Sunday, October 22, 2017

Soul n’ Brain


I am particularly perturbed by experts who proclaim that there is no need for a soul to explain the psychological aspects of life. They feel that because they can concretely point to a neurological process, the whole human mind can be explained exclusively on biological terms. This is a very superficial perspective.

The biological brain is merely a very complex vessel to receive the spiritual influx of a soul. Of course, tweaking any vessel will affect its capacity to hold. Just try passing a pin through a plastic cup containing water and see what happens.

So too, tweaking the biological brain will affect its capacity to grasp, carry and convey the influx of the soul. That does not mean that biological life is soulless. It just means that the precise and complex vehicle to convey the soul has been compromised. A brain damaged person is by no means a soul damaged person.

I remember reading an account of a neuroscientists who boasted that there's really nothing meaningful to an out of body experience because he induced one by tinkering with a certain nerve. Reading this account, I wondered at the amount of bias this scientist brought to his work. Why didn't it occur to him that he discovered a way to expel the soul from the body? Don't worry; a week later, the same magazine featured another scientific personality who was making a case for near death experiences.  LOL!

But, my point is that it should occur to thought leaders in the neuroscientific world that just because you tinkered with the radio does not mean that you tinkered with the broadcast. The brain is like a radio picking up the broadcast of the soul (which is not in physically defined space).

Actually, a computer would be a better analogy than a radio. The wireless internet flow can be compared to the soul and the electrical juice to the biological food. Diminishing or enhancing a computer’s functioning has no impact on the wireless stream of information flowing from the internet, only to the computer’s capacity to process and convey it. Imagine a computer technician boldly declaring that there's no such a thing as internet because he can fiddle with a few wires and internet capacity is suddenly turned off. Furthermore, he concludes that the internet is really something generated from within the computer itself. It has no external source! I He’d be declared an instant laughingstock!

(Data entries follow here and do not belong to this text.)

Issue #1695, opened 2026-09-18
Implement optional directory property on the RunShell


cvgaviao:
**What would you like to be added**:
A proposal to improve the specification was made here:
[#1191](https://github.com/open-workflow-specification/specification/issues/1191)

We should implement it in the Java SDK

**Why is this needed**:
Java's java.lang.ProcessBuilder has an explicit method for setting the working directory: directory(File directory).

PR #1696, opened 2026-09-18
Support RunShell's directory property from spec

cvgaviao:
https://github.com/open-workflow-specification/specification/issues/1191

Some shell scripts use the directory where they started (the working directory) to calculate other paths relative to it.
So, we can't always use the directory where the workflow application was started as the script's working directory. If we do, the script will fail.

Java's java.lang.ProcessBuilder has an explicit method to set the working directory: directory(File directory).


fjtirado (commented):
Looks good, but I think we should wait to the result of the discussion on the spec forum. 
In case it is rejected for some reason, since this functionality I agree is needed, this can become a runtime property ( a global one, so all scripts run on the same working directory)

mcruzdev (approved):

matheusandre1:
The pull request is related to #1695; the issue should be linked to the pull request.

PR #10, opened 2019-11-09
Mark as requiring legacy external storage in manifest

bylaws:
Android 10 and above block access to the legacy java file apis on external storage without this option. In the future the app should move to using the modern SAF apis.


PixelyIon:
Noted, while we move to the newer SAF APIs we'll use this config tweak.

PR #24, opened 2020-01-13
Add a minimal RomFS implementation

rupansh:
romfs.nro works with nce.cpp fixes!


PixelyIon:
We decided to move to creating a dedicated library `libastro` for our Loaders, ROMFS or other FS access in general and therefore this will be no longer required.
We really value your contribution to the emulator but we didn't have much of a clear idea of what exactly we would do at the time, we offer our deepest apologies for the whole situation ❤️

However, this is equivalent to what neuroscientists do when they suggest subtly or more openly that a human has no soul just because they successfully tinkered with the organ which receives flow of the soul, processes it and then conveys it. How sad!

Studying the soul itself is really outside the scope of the field of neuroscience. They shouldn't be the one's purporting to inform the public on such matters. That would be like an lawyer posing as a physician. They’re two separate fields. It just doesn't work!

I cannot say for sure who is qualified to responsibly share such notions with the wider public, in a way that makes it across religious and cultural lines. However, honest silence is better than misinformation. Also, there's a body of responsible research done on large pools of people who had near death experiences and underwent past life regression. I am sure that much information about the human soul can be gleaned from there in a way that can be accepted across the wider sweep of religious and cultural boundaries.